AIM OF THE TASK :: Nothing in the entries should change; repeat them exactly.

[Stored data]
##############################

PR #7826, opened 2020-06-16
More carefully test "alternate" short float type in configure

jsquyres:
Out of the box, Clang 6.0.x and 7.0.x nominally support the `_Float16` type.  Hence, checks like `AC_CHECK_TYPE(_Float16)` will pass.

But if you try to do any mathematical operations on variables of type `_Float16`, Clang 6 and 7 will fail to link the application, citing missing symbols such as `__gnu_h2f_ieee` and `__gnu_f2h_ieee`.  For example (on x86_64):

```
$ clang --version
clang version 7.0.0 (tags/RELEASE_700/final)
Target: x86_64-unknown-linux-gnu
Thread model: posix
InstalledDir: /cm/shared/apps/clang/7.0.0/bin
$ cat foo.c
#include <stdio.h>

{
    _Float16 a, b, c;

    a = 3.8;
    b = 2.5;
    c = a - b;

    return 0;
}
$ clang foo.c
/tmp/foo-3c5f99.o: In function `main':
foo.c:(.text+0x2c): undefined reference to `__gnu_h2f_ieee'
foo.c:(.text+0x3a): undefined reference to `__gnu_h2f_ieee'
foo.c:(.text+0x4b): undefined reference to `__gnu_f2h_ieee'
clang-7: error: linker command failed with exit code 1 (use -v to see invocation)
```

I'm not sure what those functions are, or if Clang optionally supports using some GNU library for half-precision mathematics, but the point is that there are cases where Clang 6 and 7 either require some kind of external library for half-precision math or just don't work.

So when the compiler passes checks like `AC_CHECK_TYPE(_Float16)`, also try linking a trivial program to make sure that that also works.  If it does, then go ahead and use the type.

This PR fixes Cisco MTT runs with Clang 6 and 7 ([see these sample MTT results](https://mtt.open-mpi.org/index.php?do_redir=3236)).

### DIFF
--- a/config/opal_check_alt_short_float.m4
+++ b/config/opal_check_alt_short_float.m4
@@ -1,6 +1,7 @@
 dnl -*- shell-script -*-
 dnl
-dnl Copyright (c) 2018      FUJITSU LIMITED.  All rights reserved.
+dnl Copyright (c) 2018-2020 FUJITSU LIMITED.  All rights reserved.
+dnl Copyright (c) 2020 Cisco Systems, Inc.  All rights reserved.
 dnl $COPYRIGHT$
 dnl
 dnl Additional copyrights may follow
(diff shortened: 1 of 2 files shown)


ggouaillardet:
a quick google search suggests passing `--rtlib=compiler-rt` could help.
(not sure `compiler-rt` is built by default on all arch though).

note this is basically an emulation of short float, so it could be better not to support them at all on platforms with no native support such as `x86_64`.

jsquyres:
@ggouaillardet Your Google-fu was stronger than mine -- thanks!  😄   I confirmed with my small test that `clang foo.c --rtlib=compiler-rt` works like a champ for Clang 6 and 7.

We talked about this issue on the weekly call today.  No one really had any opinions, so I'm going to do this:

1. Adhere to the principle of "Open MPI shouldn't do behind-the-scenes magic unless it needs to," because that tends to lead to non-obvious interactions in the future.   I.e., let's _not_ silently add this `--rtlib` flag.
1. I'll add some verbiage in README, and possibly even here in `opal_check_alt_short_float.m4` that the user _may_ want to add `--rtlib` flag if they want software emulation of half precision floats.

I'll re-jigger this PR to do that.

jsquyres:
Re-jiggering done.  Please review.

kawashima-fj:
@jsquyres I'll review today. I'm sorry for the inconvenience.

kawashima-fj:
@jsquyres I added one more commit. Feel free to squash it into your commit.

I've checked the PR with several platforms/compilers/options and all worked as intended.

I also think that adding `--rtlib` silently is not a good idea.

FYI: Clang 6 and 7 supported `_Float16` for all platforms but Clang 8 and later amended it and supported it only for 64-bit Arm (AArch64), 32-bit Arm, and SPIR probablly because other platforms don't standardize the ABI (yet).

jsquyres:
@kawashima-fj I squashed your commit in -- thanks!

##############################

YOUR SOLUTION ::
PR #7826, opened 2020-06-16
More carefully test "alternate" short float type in configure

jsquyres:
Out of the box, Clang 6.0.x and 7.0.x nominally support the `_Float16` type.  Hence, checks like `AC_CHECK_TYPE(_Float16)` will pass.

But if you try to do any mathematical operations on variables of type `_Float16`, Clang 6 and 7 will fail to link the application, citing missing symbols such as `__gnu_h2f_ieee` and `__gnu_f2h_ieee`.  For example (on x86_64):

```
$ clang --version
clang version 7.0.0 (tags/RELEASE_700/final)
Target: x86_64-unknown-linux-gnu
Thread model: posix
InstalledDir: /cm/shared/apps/clang/7.0.0/bin
$ cat foo.c
#include <stdio.h>

{
    _Float16 a, b, c;

    a = 3.8;
    b = 2.5;
    c = a - b;

    return 0;
}
$ clang foo.c
/tmp/foo-3c5f99.o: In function `main':
foo.c:(.text+0x2c): undefined reference to `__gnu_h2f_ieee'
foo.c:(.text+0x3a): undefined reference to `__gnu_h2f_ieee'
foo.c:(.text+0x4b): undefined reference to `__gnu_f2h_ieee'
clang-7: error: linker command failed with exit code 1 (use -v to see invocation)
```

I'm not sure what those functions are, or if Clang optionally supports using some GNU library for half-precision mathematics, but the point is that there are cases where Clang 6 and 7 either require some kind of external library for half-precision math or just don't work.

So when the compiler passes checks like `AC_CHECK_TYPE(_Float16)`, also try linking a trivial program to make sure that that also works.  If it does, then go ahead and use the type.

This PR fixes Cisco MTT runs with Clang 6 and 7 ([see these sample MTT results](https://mtt.open-mpi.org/index.php?do_redir=3236)).

### DIFF
--- a/config/opal_check_alt_short_float.m4
+++ b/config/opal_check_alt_short_float.m4
@@ -1,6 +1,7 @@
 dnl -*- shell-script -*-
 dnl
-dnl Copyright (c) 2018      FUJITSU LIMITED.  All rights reserved.
+dnl Copyright (c) 2018-2020 FUJITSU LIMITED.  All rights reserved.
+dnl Copyright (c) 2020 Cisco Systems, Inc.  All rights reserved.
 dnl $COPYRIGHT$
 dnl
 dnl Additional copyrights may follow
(diff shortened: 1 of 2 files shown)


ggouaillardet:
a quick google search suggests passing `--rtlib=compiler-rt` could help.
(not sure `compiler-rt` is built by default on all arch though).

note this is basically an emulation of short float, so it could be better not to support them at all on platforms with no native support such as `x86_64`.

jsquyres:
@ggouaillardet Your Google-fu was stronger than mine -- thanks!  😄   I confirmed with my small test that `clang foo.c --rtlib=compiler-rt` works like a champ for Clang 6 and 7.

We talked about this issue on the weekly call today.  No one really had any opinions, so I'm going to do this:

1. Adhere to the principle of "Open MPI shouldn't do behind-the-scenes magic unless it needs to," because that tends to lead to non-obvious interactions in the future.   I.e., let's _not_ silently add this `--rtlib` flag.
1. I'll add some verbiage in README, and possibly even here in `opal_check_alt_short_float.m4` that the user _may_ want to add `--rtlib` flag if they want software emulation of half precision floats.

I'll re-jigger this PR to do that.

jsquyres:
Re-jiggering done.  Please review.

kawashima-fj:
@jsquyres I'll review today. I'm sorry for the inconvenience.

kawashima-fj:
@jsquyres I added one more commit. Feel free to squash it into your commit.

I've checked the PR with several platforms/compilers/options and all worked as intended.

I also think that adding `--rtlib` silently is not a good idea.

FYI: Clang 6 and 7 supported `_Float16` for all platforms but Clang 8 and later amended it and supported it only for 64-bit Arm (AArch64), 32-bit Arm, and SPIR probablly because other platforms don't standardize the ABI (yet).

jsquyres:
@kawashima-fj I squashed your commit in -- thanks!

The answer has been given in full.